WORK INSTRUCTION
Down to the last line, repeat the records exactly.
◇ ◇ ◇ ◇ ◇ ◇ ◇
PR #418, opened 2016-05-03
[FIX] logger db_backup for pysftp

bealdav:
If I don't install the module, I don't want a warning, please.
ping @Yajo

### DIFF
--- a/auto_backup/models/db_backup.py
+++ b/auto_backup/models/db_backup.py
@@ -18,7 +18,7 @@ _logger = logging.getLogger(__name__)
 try:
     import pysftp
 except ImportError:
-    _logger.warning('Cannot import pysftp')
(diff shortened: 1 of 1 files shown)


auto_backup/models/db_backup.py
```diff
@@ -18,7 +18,7 @@
 try:
     import pysftp
 except ImportError:
-    _logger.warning('Cannot import pysftp')
+    _logger.info('Cannot import pysftp')
```
tafaRU, line 21: Shouldn't be better to use debug level as written at https://github.com/OCA/maintainer-tools/blob/master/CONTRIBUTING.md#importerror ?

yajo, line 21: Indeed.

bealdav:
FIxed PR here #419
◇ ◇ ◇ ◇ ◇ ◇ ◇
YOUR SOLUTION
PR #418, opened 2016-05-03
[FIX] logger db_backup for pysftp

bealdav:
If I don't install the module, I don't want a warning, please.
ping @Yajo

### DIFF
--- a/auto_backup/models/db_backup.py
+++ b/auto_backup/models/db_backup.py
@@ -18,7 +18,7 @@ _logger = logging.getLogger(__name__)
 try:
     import pysftp
 except ImportError:
-    _logger.warning('Cannot import pysftp')
(diff shortened: 1 of 1 files shown)


auto_backup/models/db_backup.py
```diff
@@ -18,7 +18,7 @@
 try:
     import pysftp
 except ImportError:
-    _logger.warning('Cannot import pysftp')
+    _logger.info('Cannot import pysftp')
```
tafaRU, line 21: Shouldn't be better to use debug level as written at https://github.com/OCA/maintainer-tools/blob/master/CONTRIBUTING.md#importerror ?

yajo, line 21: Indeed.

bealdav:
FIxed PR here #419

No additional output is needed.